Start of EXERCISE MATERIALS

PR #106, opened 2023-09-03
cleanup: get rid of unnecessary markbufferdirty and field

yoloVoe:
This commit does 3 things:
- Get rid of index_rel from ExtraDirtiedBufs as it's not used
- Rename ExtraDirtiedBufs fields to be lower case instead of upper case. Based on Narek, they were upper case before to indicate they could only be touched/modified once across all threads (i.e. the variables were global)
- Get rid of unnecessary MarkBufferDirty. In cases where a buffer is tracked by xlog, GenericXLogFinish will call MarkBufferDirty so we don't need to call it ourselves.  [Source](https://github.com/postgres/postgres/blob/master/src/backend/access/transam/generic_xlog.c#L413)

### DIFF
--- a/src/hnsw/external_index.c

End of EXERCISE MATERIALS

EXERCISE OBJECTIVE> Reproduce every entry exactly, with nothing added or dropped.

COMPLETED TASK>
PR #106, opened 2023-09-03
cleanup: get rid of unnecessary markbufferdirty and field

yoloVoe:
This commit does 3 things:
- Get rid of index_rel from ExtraDirtiedBufs as it's not used
- Rename ExtraDirtiedBufs fields to be lower case instead of upper case. Based on Narek, they were upper case before to indicate they could only be touched/modified once across all threads (i.e. the variables were global)
- Get rid of unnecessary MarkBufferDirty. In cases where a buffer is tracked by xlog, GenericXLogFinish will call MarkBufferDirty so we don't need to call it ourselves.  [Source](https://github.com/postgres/postgres/blob/master/src/backend/access/transam/generic_xlog.c#L413)

### DIFF
--- a/src/hnsw/external_index.c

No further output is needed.